Flashback (Alucard)

Gerbang SMA Moniyan sudah ramai dimasuki oleh para siswa baru yang datang dari berbagai SMP di seluruh kota.

Hari pertama ospek.

Cowok bersurai pirang ikut mencari namanya di list pembagian gugus yang terpajang di mading.

Ia menemukan nama Zilong, sahabatnya di list siswa gugus 2, namun tidak dengan namanya.

Setelah menemukan namanya di list gugus 5, Alucard berbalik untuk menemukan letak kelasnya. Ketika berbalik, ia baru tersadar kalau ada wajah-wajah meleleh dari para gadis di sekitarnya.

Perawakannya yang tinggi, tegap, menyihir para gadis di sekitarnya untuk memasang mata kagum padanya. Jarang cowok yang baru lulus SMP memiliki perawakan setinggi Alucard saat itu.

Merasa risih dipandang kagum begitu, Alucard beranjak tanpa menorehkan senyum sedikitpun. Akan tetapi, cewek-cewek itu masih memasang wajah kagum. Alucard dapat mendengar decakan kagum dan jerit histeris dari tempat yang sebelumnya ia berada.

Cowok bersurai pirang itu sudah menemukan kelasnya. Ia meletakan barang-barangnya di sebuah bangku paling belakang di jajaran tengah. Selanjutnya, ia berniat untuk menghampiri Zilong yang kelasnya terpisah 2 ruangan dengannya.

Sesampainya di depan pintu, ia berpapasan dengan seorang gadis berambut panjang dikuncir. Tinggi cewek itu hanya sebatas pundak Alucard. Cewek itu menatapnya datar dengan mata hazel-nya.

Alucard bergeser ke kiri ketika hendak keluar. Namun langkah cewek itu sama dan seirama dengannya. Begitu juga saat ia bergeser ke kanan.

Ini yang menghalangi jalan, Alucard atau cewek itu?

Berulang kali langkah mereka seirama ke arah yang sama, Alucard baru sadar kalau ia yang menghalangi jalan cewek itu untuk masuk. Ia mengalah. Alucard mundur satu langkah dan membiarkan cewek itu masuk. Setelahnya, ia keluar ruangan itu dan sempat melirik cewek tadi yang tengah memilih tempat duduk.

***

Akhirnya Alucard tahu nama cewek itu, Miya.

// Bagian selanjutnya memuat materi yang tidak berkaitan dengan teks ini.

PR #4828, opened 2026-03-26
feat: implement OCI Distribution Spec v1.1 referrers API

### LINKED ISSUE #3716: Proposal: References support

lemonprogis:
## Summary

Implements the OCI Distribution Spec v1.1 referrers API (`GET /v2/{name}/referrers/{digest}`), completing the work started in #3834 and #4483.

This builds on the storage-layer subject linking by @brackendawson and @alistair (cherry-picked from #4483) and adds the read-side endpoint that was left as TODO.

### What's included

**From #4483 (storage layer — @brackendawson, @alistair):**
- Parse `subject` and `artifactType` fields on OCI manifest and index PUT
- Create referrer link files on the filesystem under `_referrers/`
- Validate `subject.mediaType` is a manifest type

**New (referrers API endpoint):**
- Register `GET /v2/{name}/referrers/{digest}` route
- Return an OCI Image Index (`application/vnd.oci.image.index.v1+json`) with descriptors for all manifests referencing the subject
- Enrich each descriptor with `mediaType`, `artifactType`, and `annotations` from the manifest blob per spec
- Resolve `artifactType` per spec: manifest field → `config.mediaType` fallback
- Support `?artifactType=` query parameter filtering with `OCI-Filters-Applied` response header
- Return empty index (not 404) when no referrers exist
- Enumerate referrer links from the filesystem storage layout

### Tests

- `TestReferrersAPI` — end-to-end test covering:
  - Push subject manifest, push artifact manifest with subject reference
  - Query referrers (unfiltered) — verify digest, mediaType, artifactType
  - Query with matching artifactType filter — verify filtering + header
  - Query with non-matching filter — verify empty result
  - Query for digest with no referrers — verify empty index
- All existing tests pass (handlers, storage, manifest suites)

### Spec references

- [OCI Distribution Spec v1.1 — Listing Referrers](https://github.com/opencontainers/distribution-spec/blob/v1.1.0/spec.md#listing-referrers)
- Closes #3716

### Related PRs

- #3834 — original storage-layer implementation by @brackendawson
- #4483 — rebased + index support by @alistair

### DIFF
--- a/docs/content/spec/api.md
+++ b/docs/content/spec/api.md
@@ -1140,8 +1140,9 @@ The error codes encountered via the API are enumerated in the following table:
  `BLOB_UPLOAD_INVALID` | blob upload invalid | The blob upload encountered an error and can no longer proceed.
  `BLOB_UPLOAD_UNKNOWN` | blob upload unknown to registry | If a blob upload has been cancelled or was never started, this error code may be returned.
  `DIGEST_INVALID` | provided digest did not match uploaded content | When a blob is uploaded, the registry will check that the content matches the digest provided by the client. The error may include a detail structure with the key "digest", including the invalid digest string. This error may also be returned when a manifest includes an invalid layer digest.
- `MANIFEST_BLOB_UNKNOWN` | blob unknown to registry | This error may be returned when a manifest blob is  unknown to the registry.
+ `MANIFEST_BLOB_UNKNOWN` | blob unknown to registry | This error may be returned when a manifest blob is unknown to the registry.
  `MANIFEST_INVALID` | manifest invalid | During upload, manifests undergo several checks ensuring validity. If those checks fail, this error may be returned, unless a more specific error is included. The detail will contain information the failed validation.
+ `MANIFEST_NOT_ACCEPTABLE` | manifest does not match Accept header | This is returned if the manifest known to the registry has a different mediaType then the client's Accept header.
  `MANIFEST_UNKNOWN` | manifest unknown | This error is returned when the manifest, identified by name and tag is unknown to the repository.
  `MANIFEST_UNVERIFIED` | manifest failed signature verification | During manifest upload, if the manifest fails signature verification, this error will be returned.
  `NAME_INVALID` | invalid repository name | Invalid repository name encountered either during manifest validation or any API operation.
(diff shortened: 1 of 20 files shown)


lemonprogis:
@milosgajdos thank you for kicking off the additional checks. I saw the failures from validation and fixed those.

milosgajdos:
I dont think we'll smack it into the immediate release (i.e. the one we are planning soon), but the one after sure.

lemonprogis:
@milosgajdos understood. This will be a great enhancement for what we're doing in air-gapped deployments. Where can I read up on release cadences? Is that in CNCF slack? cc @joonas for visibility

milosgajdos:
There is no such thing as release cadence; Im more or less one of the few maintainers who does this in my free time, free of charge...you'll have to be patient, alas.

lemonprogis:
Good day @milosgajdos! Is there an update on when this could get merged in and when [3.2.0](https://github.com/distribution/distribution/milestone/24) will be made available?

ramizpolic:
can we help here to get it merged? we really like the project and from the benchmark and usage side, it checks all the boxes. we just need the OCI v1.1 to be able to use it.

lemonprogis:
@thaJeztah and @milosgajdos  wanted to bump this again 🙇

milosgajdos:
I'd like to get this into the next either minor or major release but we first need to cut the patch one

Cewek yang lumayan aktif dan punya banyak inisiatif menurutnya.

Terbukti ketika Miya mempresentasikan prakarya gugus 5 di depan anak-anak gugus lain serta kakak pembimbingnya. Saat itu, anak-anak gugus 5 membuat beberapa kerajinan dari koran bekas. Gadis itu mempresentasikannya dengan lancar tanpa ada kata-kata yang tersenggal.

Begitu juga ketika gugus lain yang tengah mempresentasikan prakarya-nya. Gadis bersurai silver itu aktif bertanya.

Hingga puncaknya ketika acara penutupan ospek. Miya dipercaya menjadi kapten tim futsal putri. Alucard beruntung, ia diminta oleh beberapa pemain futsal putri untuk menjadi coach. Berbagai arahan ia sampaikan pada sang kapten tim, Miya.

Banyak pikiran tentang cewek itu yang mengganggu otak Alucard akhir-akhir ini. Hingga ia tersadar, Miya terjatuh dan dipapah oleh 2 pemain lain ke pinggir lapangan.

Alucard senang bisa sedikit membantu Miya dalam merawat luka kakinya yang terkilir. Ia harus mati-matian menyembunyikan detak jantungnya ketika membawa cewek itu ke UKS dan merawat lukanya. Ia harus mempertahankan image dingin yang sudah mendarah daging.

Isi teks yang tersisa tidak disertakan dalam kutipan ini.